* [Stored data]
↓↓↓

PR #571, opened 2024-10-17
Allow Reads and Downloads to be sorted in books grid (BL-13994)

StephenMcConnel:
This change is [Reviewable](https://reviewable.io/reviews/BloomBooks/BloomLibrary2/571)


StephenMcConnel:
This code depends on the Reads and Downloads data being present in the Parse database.  At this moment, this is true only for the DEV Parse data.  Once this code has been tested on the dev site, then work will be done to populate the production Parse data.

Issue #119, opened 2017-08-12
Decide on unused C/C++ code


hartwork:
It seems we have a bit of unused C code around:
* `gennmtab/gennmtab.c`
* `xmlwf/ct.c`
* `xmlwf/xmlmime.c`
* `xmlwf/xmlmime.h`
* `xmlwf/xmlwin32url.cxx`

Part of that build, part does not. I wonder how to move on with it.

Steps needed:
* Figure out what this code does
* If it has value today, integrate it into the build system and make it compile.

RMJ10:
`gennmtab/gennmtab.c` would appear to be the code that originally generated `lib/nametab.h`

↑↑↑

* [Work request] Copy the records above, keeping each line identical.

* [Answer box]
PR #571, opened 2024-10-17
Allow Reads and Downloads to be sorted in books grid (BL-13994)

StephenMcConnel:
This change is [Reviewable](https://reviewable.io/reviews/BloomBooks/BloomLibrary2/571)


StephenMcConnel:
This code depends on the Reads and Downloads data being present in the Parse database.  At this moment, this is true only for the DEV Parse data.  Once this code has been tested on the dev site, then work will be done to populate the production Parse data.

Issue #119, opened 2017-08-12
Decide on unused C/C++ code


hartwork:
It seems we have a bit of unused C code around:
* `gennmtab/gennmtab.c`
* `xmlwf/ct.c`
* `xmlwf/xmlmime.c`
* `xmlwf/xmlmime.h`
* `xmlwf/xmlwin32url.cxx`

Part of that build, part does not. I wonder how to move on with it.

Steps needed:
* Figure out what this code does
* If it has value today, integrate it into the build system and make it compile.

RMJ10:
`gennmtab/gennmtab.c` would appear to be the code that originally generated `lib/nametab.h`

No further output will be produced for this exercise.